Like I said, there's 100 of these, so really kind of requires working through them individually with the programme and policy analysts themselves because I can play with numbers all day and it doesn't really get anywhere. The goal here is really kind of say, what do we have to work with, Paula and Eyal to kind of package that to a point that somebody can read that and understand if they want to be involved with that? There's a lot of limitations for the research that we did and the methods that we used. The biggest one is there is no a priori hypotheses, we just threw -- there was 100 things that came out. There is probably 2,000 tests that are going on. There's going to be spurious findings, to know that this is the first step to kind of start the conversation to do an intervention and to do a test that might go through.

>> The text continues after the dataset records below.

PR #1375, opened 2023-07-07
[BENCH-319] UT for AWS cloud context functions

dexamundsen:
- UT for AWS cloud context functions
- Bump resource discovery lib version (required for tests)


zloery (approved):

service/src/test/java/bio/terra/workspace/common/fixtures/ControlledAwsResourceFixtures.java
```diff
@@ -47,8 +47,14 @@ public class ControlledAwsResourceFixtures {
   public static final String TENANT_ALIAS = "tenant-saas";
   public static final String ENVIRONMENT_ALIAS = "unit-test-env";
   public static final String AWS_REGION = "us-east-1";
+  public static final String AWS_ENVIRONMENT_WSM_ROLE_ARN =
+      "arn:aws:iam::34567890012:role/WorkspaceManagerRole";
```
nfoen, line 51: nit: Are these account names used for anything? If not, is it possible to choose numbers that are even more obviously fake (e.g. 00000000001). As someone unfamiliar with tests, I briefly wonder if these were in an actual account before I noticed the patterns.

nfoen (approved):
lgtm

service/src/test/java/bio/terra/workspace/common/fixtures/ControlledAwsResourceFixtures.java
dexamundsen: They are dummy values, changed as suggested

PR #1383, opened 2023-07-13
[WOR-1102] Anyone with read access to a workspace should be able to read all resources in the workspace.

cahrens:
Fixes bug https://broadworkbench.atlassian.net/browse/WOR-1102, following Dan's [recommendation](https://broadinstitute.slack.com/archives/C01JVP0MLLX/p1688655016319019):

"That is a bug. The philosophy we are trying to implement is that everyone who is a reader (or above) on the workspace can see all of the resources in a workspace. Since enumeration shows the complete resource details there is no use "hiding" requests for specific resources.

I think we need to change the permission check on the get resource to check the workspace permission and not the resource permission."

I tested that this fixes the bug by:
1. Deploying this branch to a bee
2. Creating an Azure workspace on the bee
3. Sharing the workspace with a second user
4. Creating a Jupyter instance as the second user
5. And then deleting the workspace as the original owner of the workspace

### DIFF
--- a/service/src/main/java/bio/terra/workspace/service/resource/controlled/ControlledResourceMetadataManager.java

The goals for what we want to do, one is increase awareness of ACEs. There were still -- glad I saw a lot of hands but it's also OT, so you guys are kind of involved with this area a lot more. The first part is really to set up a strength base, so try to say, okay, what are these protective factors? Then we also want to develop strategies for the mother/partner and then for the work that we're doing right now is to really give more information to people that are doing programmes for teens and then also going through these examples and finding partners that want to go through it.
So, I really want to thank the Growing Up in New Zealand staff who gave us access to all the data and really thank Paula and Eyal and everybody else that I work with and thank you for listening.